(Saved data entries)
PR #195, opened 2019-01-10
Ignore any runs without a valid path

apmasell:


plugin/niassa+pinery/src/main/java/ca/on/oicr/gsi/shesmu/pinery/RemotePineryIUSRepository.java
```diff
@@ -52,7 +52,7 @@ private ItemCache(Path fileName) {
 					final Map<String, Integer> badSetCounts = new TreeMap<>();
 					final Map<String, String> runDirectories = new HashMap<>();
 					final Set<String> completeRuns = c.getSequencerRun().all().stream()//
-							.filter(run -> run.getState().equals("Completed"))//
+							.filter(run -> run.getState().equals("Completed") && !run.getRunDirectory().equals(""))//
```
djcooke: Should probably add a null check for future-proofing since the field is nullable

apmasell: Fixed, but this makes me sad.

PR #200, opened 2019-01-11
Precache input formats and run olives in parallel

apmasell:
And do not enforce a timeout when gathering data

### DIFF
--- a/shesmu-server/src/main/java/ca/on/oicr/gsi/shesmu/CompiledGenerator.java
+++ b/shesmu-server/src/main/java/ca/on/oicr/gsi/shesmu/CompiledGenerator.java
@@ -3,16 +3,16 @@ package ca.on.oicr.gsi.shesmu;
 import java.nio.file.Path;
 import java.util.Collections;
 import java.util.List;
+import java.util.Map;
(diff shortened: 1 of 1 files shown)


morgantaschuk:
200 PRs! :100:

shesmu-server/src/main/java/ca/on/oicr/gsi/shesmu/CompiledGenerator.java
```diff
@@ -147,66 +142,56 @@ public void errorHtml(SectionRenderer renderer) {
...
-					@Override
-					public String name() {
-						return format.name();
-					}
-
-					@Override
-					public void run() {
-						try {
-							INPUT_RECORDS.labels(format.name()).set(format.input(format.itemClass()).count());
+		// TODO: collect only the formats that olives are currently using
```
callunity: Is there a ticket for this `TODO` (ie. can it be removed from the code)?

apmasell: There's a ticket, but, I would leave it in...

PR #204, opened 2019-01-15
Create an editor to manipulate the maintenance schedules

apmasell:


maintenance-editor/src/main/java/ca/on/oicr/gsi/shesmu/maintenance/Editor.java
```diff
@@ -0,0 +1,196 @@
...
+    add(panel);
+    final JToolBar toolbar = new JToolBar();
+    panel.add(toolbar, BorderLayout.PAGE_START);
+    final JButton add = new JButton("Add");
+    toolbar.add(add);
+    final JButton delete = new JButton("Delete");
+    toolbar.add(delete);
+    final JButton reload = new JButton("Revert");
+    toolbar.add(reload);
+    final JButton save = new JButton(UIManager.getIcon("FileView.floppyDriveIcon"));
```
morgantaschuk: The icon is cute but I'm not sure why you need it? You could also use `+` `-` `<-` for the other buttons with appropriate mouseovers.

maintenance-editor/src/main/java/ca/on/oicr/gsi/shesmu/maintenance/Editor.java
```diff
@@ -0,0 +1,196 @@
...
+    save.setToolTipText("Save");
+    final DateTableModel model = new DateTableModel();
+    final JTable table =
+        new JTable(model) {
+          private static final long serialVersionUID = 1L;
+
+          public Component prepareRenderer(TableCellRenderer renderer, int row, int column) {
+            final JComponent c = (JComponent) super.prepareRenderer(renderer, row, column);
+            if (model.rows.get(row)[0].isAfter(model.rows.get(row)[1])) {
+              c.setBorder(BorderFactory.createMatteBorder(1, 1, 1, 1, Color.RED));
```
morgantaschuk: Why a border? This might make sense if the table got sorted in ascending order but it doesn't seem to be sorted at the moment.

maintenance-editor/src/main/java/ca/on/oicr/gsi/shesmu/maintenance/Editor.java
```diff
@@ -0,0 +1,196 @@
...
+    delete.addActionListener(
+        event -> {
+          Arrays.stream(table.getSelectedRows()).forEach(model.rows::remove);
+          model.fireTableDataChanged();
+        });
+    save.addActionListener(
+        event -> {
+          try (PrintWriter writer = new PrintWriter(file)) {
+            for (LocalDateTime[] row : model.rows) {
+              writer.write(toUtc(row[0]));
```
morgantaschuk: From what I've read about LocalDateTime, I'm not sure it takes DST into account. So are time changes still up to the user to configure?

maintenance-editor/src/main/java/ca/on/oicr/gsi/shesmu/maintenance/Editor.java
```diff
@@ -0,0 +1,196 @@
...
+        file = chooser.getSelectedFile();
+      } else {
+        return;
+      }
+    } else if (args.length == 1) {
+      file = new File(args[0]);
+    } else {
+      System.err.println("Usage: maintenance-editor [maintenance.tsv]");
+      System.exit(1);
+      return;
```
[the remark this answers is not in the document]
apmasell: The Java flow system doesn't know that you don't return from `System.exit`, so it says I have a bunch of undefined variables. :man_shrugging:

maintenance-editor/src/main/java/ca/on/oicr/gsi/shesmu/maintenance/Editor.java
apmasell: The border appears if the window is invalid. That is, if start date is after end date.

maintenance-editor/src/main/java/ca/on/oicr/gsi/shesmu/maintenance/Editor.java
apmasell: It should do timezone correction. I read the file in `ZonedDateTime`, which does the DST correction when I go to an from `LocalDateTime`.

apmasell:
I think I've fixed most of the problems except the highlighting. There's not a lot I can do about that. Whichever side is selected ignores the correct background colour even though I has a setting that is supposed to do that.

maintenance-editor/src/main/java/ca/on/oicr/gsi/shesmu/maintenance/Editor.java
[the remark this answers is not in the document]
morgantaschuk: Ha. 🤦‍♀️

**WORK INSTRUCTIONS**
Copy out every record again, letter for letter.

**OUTPUT**
PR #195, opened 2019-01-10
Ignore any runs without a valid path

apmasell:


plugin/niassa+pinery/src/main/java/ca/on/oicr/gsi/shesmu/pinery/RemotePineryIUSRepository.java
```diff
@@ -52,7 +52,7 @@ private ItemCache(Path fileName) {
 					final Map<String, Integer> badSetCounts = new TreeMap<>();
 					final Map<String, String> runDirectories = new HashMap<>();
 					final Set<String> completeRuns = c.getSequencerRun().all().stream()//
-							.filter(run -> run.getState().equals("Completed"))//
+							.filter(run -> run.getState().equals("Completed") && !run.getRunDirectory().equals(""))//
```
djcooke: Should probably add a null check for future-proofing since the field is nullable

apmasell: Fixed, but this makes me sad.

PR #200, opened 2019-01-11
Precache input formats and run olives in parallel

apmasell:
And do not enforce a timeout when gathering data

### DIFF
--- a/shesmu-server/src/main/java/ca/on/oicr/gsi/shesmu/CompiledGenerator.java
+++ b/shesmu-server/src/main/java/ca/on/oicr/gsi/shesmu/CompiledGenerator.java
@@ -3,16 +3,16 @@ package ca.on.oicr.gsi.shesmu;
 import java.nio.file.Path;
 import java.util.Collections;
 import java.util.List;
+import java.util.Map;
(diff shortened: 1 of 1 files shown)


morgantaschuk:
200 PRs! :100:

shesmu-server/src/main/java/ca/on/oicr/gsi/shesmu/CompiledGenerator.java
```diff
@@ -147,66 +142,56 @@ public void errorHtml(SectionRenderer renderer) {
...
-					@Override
-					public String name() {
-						return format.name();
-					}
-
-					@Override
-					public void run() {
-						try {
-							INPUT_RECORDS.labels(format.name()).set(format.input(format.itemClass()).count());
+		// TODO: collect only the formats that olives are currently using
```
callunity: Is there a ticket for this `TODO` (ie. can it be removed from the code)?

apmasell: There's a ticket, but, I would leave it in...

PR #204, opened 2019-01-15
Create an editor to manipulate the maintenance schedules

apmasell:


maintenance-editor/src/main/java/ca/on/oicr/gsi/shesmu/maintenance/Editor.java
```diff
@@ -0,0 +1,196 @@
...
+    add(panel);
+    final JToolBar toolbar = new JToolBar();
+    panel.add(toolbar, BorderLayout.PAGE_START);
+    final JButton add = new JButton("Add");
+    toolbar.add(add);
+    final JButton delete = new JButton("Delete");
+    toolbar.add(delete);
+    final JButton reload = new JButton("Revert");
+    toolbar.add(reload);
+    final JButton save = new JButton(UIManager.getIcon("FileView.floppyDriveIcon"));
```
morgantaschuk: The icon is cute but I'm not sure why you need it? You could also use `+` `-` `<-` for the other buttons with appropriate mouseovers.

maintenance-editor/src/main/java/ca/on/oicr/gsi/shesmu/maintenance/Editor.java
```diff
@@ -0,0 +1,196 @@
...
+    save.setToolTipText("Save");
+    final DateTableModel model = new DateTableModel();
+    final JTable table =
+        new JTable(model) {
+          private static final long serialVersionUID = 1L;
+
+          public Component prepareRenderer(TableCellRenderer renderer, int row, int column) {
+            final JComponent c = (JComponent) super.prepareRenderer(renderer, row, column);
+            if (model.rows.get(row)[0].isAfter(model.rows.get(row)[1])) {
+              c.setBorder(BorderFactory.createMatteBorder(1, 1, 1, 1, Color.RED));
```
morgantaschuk: Why a border? This might make sense if the table got sorted in ascending order but it doesn't seem to be sorted at the moment.

maintenance-editor/src/main/java/ca/on/oicr/gsi/shesmu/maintenance/Editor.java
```diff
@@ -0,0 +1,196 @@
...
+    delete.addActionListener(
+        event -> {
+          Arrays.stream(table.getSelectedRows()).forEach(model.rows::remove);
+          model.fireTableDataChanged();
+        });
+    save.addActionListener(
+        event -> {
+          try (PrintWriter writer = new PrintWriter(file)) {
+            for (LocalDateTime[] row : model.rows) {
+              writer.write(toUtc(row[0]));
```
morgantaschuk: From what I've read about LocalDateTime, I'm not sure it takes DST into account. So are time changes still up to the user to configure?

maintenance-editor/src/main/java/ca/on/oicr/gsi/shesmu/maintenance/Editor.java
```diff
@@ -0,0 +1,196 @@
...
+        file = chooser.getSelectedFile();
+      } else {
+        return;
+      }
+    } else if (args.length == 1) {
+      file = new File(args[0]);
+    } else {
+      System.err.println("Usage: maintenance-editor [maintenance.tsv]");
+      System.exit(1);
+      return;
```
[the remark this answers is not in the document]
apmasell: The Java flow system doesn't know that you don't return from `System.exit`, so it says I have a bunch of undefined variables. :man_shrugging:

maintenance-editor/src/main/java/ca/on/oicr/gsi/shesmu/maintenance/Editor.java
apmasell: The border appears if the window is invalid. That is, if start date is after end date.

maintenance-editor/src/main/java/ca/on/oicr/gsi/shesmu/maintenance/Editor.java
apmasell: It should do timezone correction. I read the file in `ZonedDateTime`, which does the DST correction when I go to an from `LocalDateTime`.

apmasell:
I think I've fixed most of the problems except the highlighting. There's not a lot I can do about that. Whichever side is selected ignores the correct background colour even though I has a setting that is supposed to do that.

maintenance-editor/src/main/java/ca/on/oicr/gsi/shesmu/maintenance/Editor.java
[the remark this answers is not in the document]
morgantaschuk: Ha. 🤦‍♀️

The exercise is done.